Bolander-Linear-Algebra-Library

Repository containing homework assignments and software for Math 5610: Computational Linear Algebra and Solution of Systems of Equations

Homework 8 Task 8: Calculating the Condition Number

Task: Look for internet sites that estimate the condition number of a matrix. Document the sites and as usual cite the web pages used in your explanation of the information found.

What is the Condition Number?

The condition number of a matrix reflects the sensitivity of the solution to changes in the right-hand side vector^[1]. In other words, given a system of equations such that Ax = b, the condition number of A affects how sensitive x is to changes in b. The condition number is defined as

$\kappa(A) = ||A||\cdot ||A^{-1}||$ ^[2]

Since estimating the inverse of a matrix can be very expensive (and difficult if the condition number is high!), this definition is rarely useful in computational linear algebra. Instead, other methods are used to estimate the condition number.

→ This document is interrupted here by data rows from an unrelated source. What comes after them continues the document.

PR #17172, opened 2015-09-04
Re-using already open db sessions with ThreadLocal (don't merge)

andrewconner:
@gratimax @eishay @stkem @ryanpbrewster @camhashemi 

This automagically reuses existing ro/rw sessions when possible that were already opened. This is more of a bandaid than an actual fix, but should reduce some acute pain.

The approach is to wrap the underlying Slick session to make `.close()` do nothing if you're in an inner session (or for rw's, commit but do not close). The rest is bookkeeping to track open sessions. I am wrapping the underlying so that from our public API's perspective, nothing changes. Your `ROSession` and `RWSession` work as before and have their own lifecycle in respect to caching and such.

Please review. Since it's the weekend coming up, I'll wait to deploy it so I can monitor closely. This has the potential to leak connections and double close them if done incorrectly.

### DIFF
--- a/kifi-backend/modules/sqldb/app/com/keepit/common/db/slick/Database.scala
+++ b/kifi-backend/modules/sqldb/app/com/keepit/common/db/slick/Database.scala
@@ -1,8 +1,9 @@
 package com.keepit.common.db.slick
 
+import com.keepit.common.db.slick.DBSession.RWSession
 import com.keepit.common.healthcheck.AirbrakeNotifier
 import play.api.Mode.Mode
-import play.api.{ Mode, Play }
+import play.api.{ Logger, Mode, Play }
 
 import scala.slick.jdbc.JdbcBackend.{ Database => SlickDatabase }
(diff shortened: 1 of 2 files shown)


kifi-backend/modules/sqldb/app/com/keepit/common/db/slick/Database.scala
```diff
@@ -39,11 +40,59 @@ trait SlickSessionProvider {
 
 @Singleton
 class SlickSessionProviderImpl extends SlickSessionProvider {
+  import com.keepit.common.db.slick.DBSession.ROSession
+
+  private class SessionWrapper(session: Session, onClose: => Unit) extends Session {
+    override def resultSetType = session.resultSetType
```
maxov: Why are only these overrides?

andrewconner: Not sure, copied from Slick's internal wrapper

PR #17176, opened 2015-09-05
UI to invite members with a comma separated list

cvializ:
@adamjgrant (for Tuesday : ) )

### DIFF
--- a/kifi-backend/modules/shoebox/angular/src/common/components/link.styl
+++ b/kifi-backend/modules/shoebox/angular/src/common/components/link.styl
@@ -1,0 +1,13 @@
+.kf-link
+  display: inline-block
+  padding: 0
+  border: 0
+  color: accentGreen
+  background: 0
+
+.kf-link:hover,
+.kf-link-underline
+  text-decoration: underline
+
+.kf-link:hover:not(:active)
+  color: lighten(accentGreen, 20%)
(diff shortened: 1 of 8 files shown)


cvializ:
screen shot 2015-09-04 at 5 32 11 pm
screen shot 2015-09-04 at 5 32 27 pm
screen shot 2015-09-04 at 5 32 01 pm
screen shot 2015-09-04 at 5 32 37 pm

cvializ:
I'm unsure of the angle brackets in the "<< Back ..." link. It was in the spec in Asana, but I know those aren't always 1-1 specs. @adamjgrant do you think this is a good treatment for this use case?

andrewconner:
I agree, I'd prefer even something unicode. ←, ◀, ↜, ⇜, ⇦

adamjgrant:
What Andrew said.

and `&raquo; &laquo;` are nice too.

adamjgrant:
This bit looks a little icky, but I know it's in the specs. 

screen shot 2015-09-08 at 10 06 54 am

cvializ:
Do you think the text "Invite individuals..." is even necessary? I think we could remove it. Unless you think the "large team" text would seem like a misleading label for the content below it.

andrewconner:
Agreed

adamjgrant:
@cvializ I think you're on the right track. We could simplify the text here save some space.

adamjgrant:
screen shot 2015-09-08 at 10 06 54 am

cvializ:
Looks good to me, I'll add that in

cvializ:
screen shot 2015-09-08 at 10 56 00 am
screen shot 2015-09-08 at 10 56 16 am

adamjgrant:
Great! :+1:

PR #17178, opened 2015-09-06
consolidate ansible playbooks and updated documentation

joshm1:
@stkem @andrewconner 

I worked on consolidating as much of the run-list between a localhost run vs a remote run. I also updated the docs a good bit.

I'll schedule a video-conference meeting this week to discuss ansible with anyone who's interested :)


stkem:
:+1:

andrewconner:
Thanks!

andrewconner:
@joshm1 I'm going ahead to merge, just so we're all in sync.

I actually noticed that `cortex-spot-2` and `cortex-spot-4` are not actually spots, they're demands. So I want to fix it, but don't know the best way now (I see that you said Ansible doesn't support persistent requests), so will wait for you to lead me :)

PR #17179, opened 2015-09-07
Fixed a few session-in-session issues

ryanpbrewster:
@andrewconner I'm leaving this in your hands. I may have an internet connection tonight (I will be in Paris), but if you wouldn't mind, could you take a look at this and merge it if it's reasonable.

### DIFF
--- a/kifi-backend/modules/shoebox/app/com/keepit/controllers/website/OrganizationAvatarController.scala
+++ b/kifi-backend/modules/shoebox/app/com/keepit/controllers/website/OrganizationAvatarController.scala
@@ -30,15 +30,10 @@ class OrganizationAvatarController @Inject() (
     val cropRegion = SquareImageCropRegion(ImageOffset(x, y), s)
     val uploadImageF = orgAvatarCommander.persistOrganizationAvatarsFromUserUpload(request.orgId, request.body.file, cropRegion)
     uploadImageF.map {
-      case Left(fail) => InternalServerError(Json.obj("error" -> fail.reason))
-      case Right(hash) =>
-        orgAvatarCommander.getBestImageByOrgId(request.orgId, OrganizationAvatarConfiguration.defaultSize) match {
-          case Some(avatar: OrganizationAvatar) =>
-            Ok(Json.obj("uploaded" -> avatar.imagePath))
-          case None =>
-            airbrake.notify(s"Uploaded an avatar for org ${request.orgId} but could not retrieve it", new Exception())
-            NotFound(Json.obj("error" -> "image_not_found"))
-        }
+      case Left(fail) => throw new Exception(fail.reason)
+      case Right(avatars) =>
+        val avatar = ProcessedImageSize.pickByIdealImageSize(OrganizationAvatarConfiguration.defaultSize, avatars, strictAspectRatio = false)(_.imageSize).get
+        Ok(Json.obj("uploaded" -> avatar.imagePath))
     }
   }
 }
--- a/kifi-backend/modules/shoebox/test/com/keepit/controllers/mobile/MobileOrganizationInviteControllerTest.scala
+++ b/kifi-backend/modules/shoebox/test/com/keepit/controllers/mobile/MobileOrganizationInviteControllerTest.scala
@@ -2,6 +2,7 @@ package com.keepit.controllers.mobile
 
 import com.google.inject.Injector
 import com.keepit.abook.FakeABookServiceClientModule
+import com.keepit.common.concurrent.WatchableExecutionContext
 import com.keepit.common.controller.FakeUserActionsHelper
 import com.keepit.common.crypto.{ PublicId, PublicIdConfiguration }
 import com.keepit.common.db.{ Id }
@@ -50,6 +51,8 @@ class MobileOrganizationInviteControllerTest extends Specification with ShoeboxT
           val request = route.acceptInvitation(publicOrgId, invite.authToken)
           val result = controller.acceptInvitation(publicOrgId, invite.authToken)(request)
 
+          Thread.sleep(1000) // TODO(ryan): Ask Andrew is there's any way to avoid doing this. WatchableExecutionContext.drain() does not seem to work
+
           status(result) must equalTo(NO_CONTENT)
         }
       }
@@ -72,6 +75,9 @@ class MobileOrganizationInviteControllerTest extends Specification with ShoeboxT
           inject[FakeUserActionsHelper].setUser(invitee)
           val request = route.acceptInvitation(publicOrgId, invite.authToken)
           val result = controller.acceptInvitation(publicOrgId, invite.authToken)(request)
+
+          Thread.sleep(1000) // TODO(ryan): Ask Andrew is there's any way to avoid doing this. WatchableExecutionContext.drain() does not seem to work
+
           status(result) must equalTo(NO_CONTENT)
         }
       }
--- a/kifi-backend/modules/shoebox/app/com/keepit/commanders/KeepDecorator.scala
+++ b/kifi-backend/modules/shoebox/app/com/keepit/commanders/KeepDecorator.scala
@@ -69,14 +69,9 @@ class KeepDecoratorImpl @Inject() (
         }
 
         val libIdToBasicOrg = {
-          val libId2orgId = idToLibrary.mapValues(lib => lib.organizationId).collect { case (id, Some(orgid)) => id -> orgid }
-          val libId2OrgCard = db.readOnlyMaster { implicit s =>
-            libId2orgId.map {
-              case (libId, orgId) =>
-                libId -> organizationCommander.getBasicOrganization(orgId)
-            }
-          }
-          libId2OrgCard
+          val libIdToOrgId = idToLibrary.mapValues(lib => lib.organizationId).collect { case (id, Some(orgId)) => id -> orgId }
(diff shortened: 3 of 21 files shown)


ryanpbrewster:
I'm like 90% sure everything compiles and passes tests.

ryanpbrewster:
@eishay this PR conflicts with your default org avatar PR (https://github.com/kifi/keepit/pull/17180). I'll wait for you to merge yours, then fix this one.

kifi-backend/modules/shoebox/app/com/keepit/controllers/website/OrganizationAvatarController.scala
```diff
@@ -30,15 +30,10 @@ class OrganizationAvatarController @Inject() (
...
-      case Left(fail) => InternalServerError(Json.obj("error" -> fail.reason))
-      case Right(hash) =>
-        orgAvatarCommander.getBestImageByOrgId(request.orgId, OrganizationAvatarConfiguration.defaultSize) match {
-          case Some(avatar: OrganizationAvatar) =>
-            Ok(Json.obj("uploaded" -> avatar.imagePath))
-          case None =>
-            airbrake.notify(s"Uploaded an avatar for org ${request.orgId} but could not retrieve it", new Exception())
-            NotFound(Json.obj("error" -> "image_not_found"))
-        }
+      case Left(fail) => throw new Exception(fail.reason)
```
andrewconner, line 33: This seems a bit weird to explicitly contain image errors in the `Either`, and then throw it on the controller level (this will return a response to client that gives no indication of what went wrong—sometimes that's exactly what you want)

andrewconner:
Thanks. We may want to slow down a bit and make sure we're in agreement about the "where do we open sessions" design pattern. I see you made the avatar commander take in a passed session. @stkem do you have any objections?

kifi-backend/modules/shoebox/test/com/keepit/controllers/mobile/MobileOrganizationInviteControllerTest.scala
```diff
@@ -50,6 +51,8 @@ class MobileOrganizationInviteControllerTest extends Specification with ShoeboxT
           val request = route.acceptInvitation(publicOrgId, invite.authToken)
           val result = controller.acceptInvitation(publicOrgId, invite.authToken)(request)
 
+          Thread.sleep(1000) // TODO(ryan): Ask Andrew is there's any way to avoid doing this. WatchableExecutionContext.drain() does not seem to work
```
andrewconner, line 54: What's the issue here?

andrewconner:
Things to talk about:
- What's the rule of where to put the session opening? Previously, @stkem promoted that we open sessions in commanders. With the pattern of commanders-calling-commanders, this has shown to be a growing issue. I'm fine with something fuzzy, as long as there's agreement: "If the typical use case of someone calling this has a session, then accept a implicit passed-in session; if it seems extraordinarily rare to be in the middle of something else while needing this method, don't accept a session". Thoughts?
- Opening sessions in the controller is also problematic:
  - Since the same session is passed all the way down, the session itself can't easily be interacted with—i.e., closing it because we want it committed.
  - Sessions end up being open for a long time—this was actually the motivation for moving to sessions in commanders.
  - Any time a service-to-service call happens, a new session will have to be opened anyways.
- Ryan has started creating two methods for each functionality: `def x` and `def xHelper`, where `Helper` has a implicit session passed in. Some issues I see: a) duplication, where the compiler can't help you if you pick the non-helper one but indeed did have a session, b) lack of preference, so callers call either, making finding usages harder. However, it does let us access the "inner" part of a session when needed. We should be consistent if we do this, though—right now, it's not.

@stkem @ryanpbrewster

andrewconner:
Speaking of, without rewriting everything to use the `DBIO` monad (which is _really_ slick), I'd love an API like this:

```
def a(b: B)(implicit session: ROSession = createROSession)
```

Not sure if that's possible in Scala though.

stkem:
A few thoughts on this:
- I still think that db sessions should only be created by commanders wherever possible, with controllers only dealing with (de) serialization and authentication. That would mean that for some call that requires multiple commander involvement, there would be some commander "in charge", so to speak.
- When a session does need to be passed on to a helper method, I would strongly advocate for making it explicit (i.e. reserving implicit session parameters for repo methods). An implicit parameter that is being passed around through multiple steps quickly makes it really hard to understand what is going on and not knowing where your session is coming form often inadvertently leads to really long ones.
- I have no fundamental objection to helper methods that take in a session (with the above caveats), but I think overall the better pattern is to use multiple sequential session as opposed to passing one around. It's less efficient but makes for cleaner code, imho. Specifically, unless you need real transactionality (which, admittedly is fairly common and which case I think the helper pattern is fine), a commander should first get all of the data is needs from the DB (and possibly write things), close the session, then call other commanders, and stitch the data together.

andrewconner:
> there would be some commander "in charge", so to speak

The issue is that that's a matter of perspective. Thinking about payments, you'd think it should be self-contained and should manage its own resources (so that it can ensure things get committed right, we use the right _type_ of session, etc). However, turns out it's very common to actually already have a session.

> I would strongly advocate for making it explicit

Not sure I feel so strongly. It _is_ explicit, the session doesn't automatically get created or anything, and the method's signature makes it clear that a session is needed.

> a commander should first get all of the data is needs from the DB (and possibly write things), close the session, then call other commanders, and stitch the data together

I think this is what does happen now. Based on looking at quite a few of these The most common issue is usually three hops: `CommanderA` calls `SomethingElse` which calls `CommanderB`. From `CommanderA`'s perspective, everything's great.

ryanpbrewster:
How do y'all feel about introducing another layer between Commander and
Repo that explicitly cannot open sessions but had business logic in it.

Commander methods are then defined in terms of transactionally grouped
operations, and all the actual business logic in defined in this lieutenant
class.

I like the separation of concerns that this brings. Every class has its own
concerns. Controllers handle user requests and ideally only do
deserialization, then defer to commanders. Commanders batch together things
that need to happen inside a single DB session. Lieutenants handle the
business logic of glueing together DB interactions. Repos are just places
to store DB queries.

I'm not sure that actually solves the problem completely, but it would make
it much harder to create session-in-session issues, and it would encourage
us to group computations better.

andrewconner:
I'm not sure this works, because dependencies don't often follow a strict hierarchy (and not everything even needs a database—most LOC don't). Besides adding yet another layer of abstraction,

> Commanders batch together things that need to happen inside a single DB session.

Who groups _these_ together? Other commanders? Then it's not a single session. Controllers? Then controllers are big. It's common to want several sessions, especially when saving things.

> Lieutenants handle the business logic of glueing together DB interactions

It's not always clear where the API you're writing is needed; as before, from the person writing a Payments method, it's pretty clear that this should be stand-alone and be transactional. However, it's sometimes needed inside a larger process.

I suppose to re-iterate a point, one of the most common offenders happens in three classes, where there's a step of indirection.

ryanpbrewster:
It's 4:30am here, so if this doesn't make sense feel free to ignore it.

I'm not sure I agree. In my ideal world, the control flow looks like this:
    1. A user makes a request
    2. The appropriate controller accepts the request (in terms of external values), opens a short db session, translates the external request into internal values, then closes the request.
    3. The controller calls a very small sequence of commander methods (for almost all cases I'd expect this to be a single method). These commander methods are transactional. Every one opens a single db session, does some stuff, then commits it to the db. I can't think of many examples where a user request needs to open more than 1 or 2 individual db sessions.
    4. Each commander method opens the appropriate type of session and starts calling Lieutenant (holy cow I wish I had chosen a better naming convention. The military theme did not work out in my favor) methods that read/write from the db and do stuff.
    5. The Lieutenant methods may make relatively complex queries (i.e., repo methods), or do sort of involved write methods. However, they are (ostensibly) grouped by transactional atomicity, so they at least make sense together.
    6. The commander closes sessions as they complete, then aggregates the data into the results that the controller expects.
    7. The controller receives the commander's result, opens a db session to convert it into external variables (calling only very simple repo methods), then returns it to the user.

There are definitely issues with this.

It may be that we want to group blocks of similar code together in the commander. That's fine. As long as commander methods are always called outside of sessions, they are happy. Similarly, Lieutenant methods must always be called _inside_ of sessions. We can establish a very strong convention here. No commander methods ever get called from inside sessions. No Lieutenant methods ever get called from outside sessions. You could have something like

```
def commanderMethodA() = {
    val (a,b) = db.readOnlyMaster { implicit session =>
        val a = lieutenantA.doA()
        val b = lieutenantA.doB(a)
        (a,b)
    }
    val c = lieutenant.nonDbLogic(a, b)
    val d = commanderMethodB(a, b, c)
    db.readWrite { implicit session => lieutenant.doD(d) }
}
```

and it would be immediately obvious if anything was wrong. Commander methods (even private ones) are assumed to open a db session. Easy to prevent mix-ups. Similarly, within the Lieutenant (good examples of things that would immediately be classified as Lieutenants are `HandleCommander` and `KeepToLibraryCommander`) you are not even allowed to declare a `db: Database`, so we reduce the chances of session-in-session mixups.

# 

Basically, Commanders are in charge of monitoring DB usage. There are methods for transactional logic, and methods that combine independent transactions together for convenience (so controllers can stay small), but they _never_ pass implicit sessions around or call other commander methods within a session.

Lieutenants are in charge of complex logic, and they _never_ call commander methods.

Repos are still just places to combine related queries.

Controllers continue to be lightweight interfaces between user requests and commander responses (doing internal/external conversion as necessary to preserve data sanitation and prevent internal data leaks).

Methods for Estimating the Condition Number

One way to find the condition number of a least squares problem is to perform a QR factorization. In this case, the condition number has an analytical solution relating to the R factor of the factorization^[3]. Additional methods include finding the eigenvalues of a matrix and using them to help determine the condition number. One such approach uses a quasi Monte Carlo method to do so^[4]. Ultimately, there are many ways to come up with an estimate of the condition number, though actually inverting the matrix is generally not an efficient way to do so.